# Svs pb12 plus



## cowboyofclubs (Apr 2, 2014)

Just purchased one of these bad boys, svs pb12 plus. Anyone have any suggestions on setups etc. It will be matched in with the Gallo Adiva LCR and surrounds. Am initially thinking to set the crossover at about 100-110 to compensate for gallos lack of bottom end. Due to space constraints and the fact I love there sound stage the gallos will be staying. My dedicated HT space is 9 feet wide by 15 feet long with main listening position at 11.5 feet. Am planning to position sub in front left corner of the room as is a beast of a size sub.


----------



## ajinfla (May 10, 2009)

As long as you cannot hear bass localized at the sub position, your XO frequency should be fine.

cheers


----------



## XEagleDriver (Apr 15, 2010)

Cowboy-o-Clubs,
Your initial crossover setting is fine to start with. 

*However,* I have found it worthwhile to experiment a bit before settling in for the long-term--change the crossover to values above and below your initial best-guess and see what sounds best to you.

*One method:*
- Find a music track with good bass you know/enjoy ("Marcus" by Marcus Miller, 2008, for me)
- I begin by comparing an extordinarily high crossover (~200Hz) to an extrodinarily low value (~20/40Hz) which will give a easy detrmination of which sounds better (i.e. way too much vs. way too little bass).
- Then bring both values in towards the middle a notch or two (i.e. compare 160Hz and 60 Hz), keep repeating the comparisons while favoring the end of the range that sounds better. 
After a few iterations, your ears get fairly well trained to identify the more subtle differences, and you build a pretty good idea on how much bass you like in that room.
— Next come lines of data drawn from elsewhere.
PR #2604, opened 2019-02-17
Redesign the configuration system

innocentalpaca:
The ConfigurationProvider class has no purpose. 
I removed it and merged ConfigurationProvider in the Configuration class.
The users now only have to instantiate the implementation of the config they want, as they would expect it.

e.g.
`
        final File file = new File("./test.yaml");
        final ConfigurationProvider provider = ConfigurationProvider.getProvider(YamlConfiguration.class);
        final Configuration configuration = provider.load(file);
        configuration.set("test", "test");
        provider.save(configuration, file);
`
becomes

`
        final File file = new File("./test.yaml");
        final Configuration configuration = new YamlConfiguration().load(file);
        configuration.set("test", "test");
        configuration.save(file);
`


md-5:
You can't just do this, it breaks every bungee plugin with a config

innocentalpaca:
Of course this can only be done in a major release as it is not backwards-compatible... But I haven't found another way as YamlConfiguration is a sub-class of ConfigurationProvider, maybe we should keep the ConfigurationProvider#getProvider method for now and deprecate it

innocentalpaca:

This techniques led me to replace the often reccomended "standard" 80Hz crossover point for a lower value for my speakers/sub/room.

Cheers,
XEagleDriver


----------



## cowboyofclubs (Apr 2, 2014)

XEagleDriver said:


> Cowboy-o-Clubs, Your initial crossover setting is fine to start with. However, I have found it worthwhile to experiment a bit before settling in for the long-term--change the crossover to values above and below your initial best-guess and see what sounds best to you. One method: - Find a music track with good bass you know/enjoy ("Marcus" by Marcus Miller, 2008, for me) - I begin by comparing an extordinarily high crossover (~200Hz) to an extrodinarily low value (~20/40Hz) which will give a easy detrmination of which sounds better (i.e. way too much vs. way too little bass). - Then bring both values in towards the middle a notch or two (i.e. compare 160Hz and 60 Hz), keep repeating the comparisons while favoring the end of the range that sounds better. After a few iterations, your ears get fairly well trained to identify the more subtle differences, and you build a pretty good idea on how much bass you like in that room. This techniques led me to replace the often reccomended "standard" 80Hz crossover point for a lower value for my speakers/sub/room. Cheers, XEagleDriver


Thanks eagle. 
I have been doing a fair bit of tweaking both with crossovers and plugs in the unit. At the moment running 1 plug at 16hz setting with crossovers set to 120. A really good balance for music and HT. However for some bigger bass I have preferred no plugs at a 20hz setting. The cannon fire scene for example in master and commander really woods with this setup. I am no bass hog and do generally prefer the subtleties but that really does rock me. Haven't heard Marcus yet so might spot icy it right now. Cheers.


----------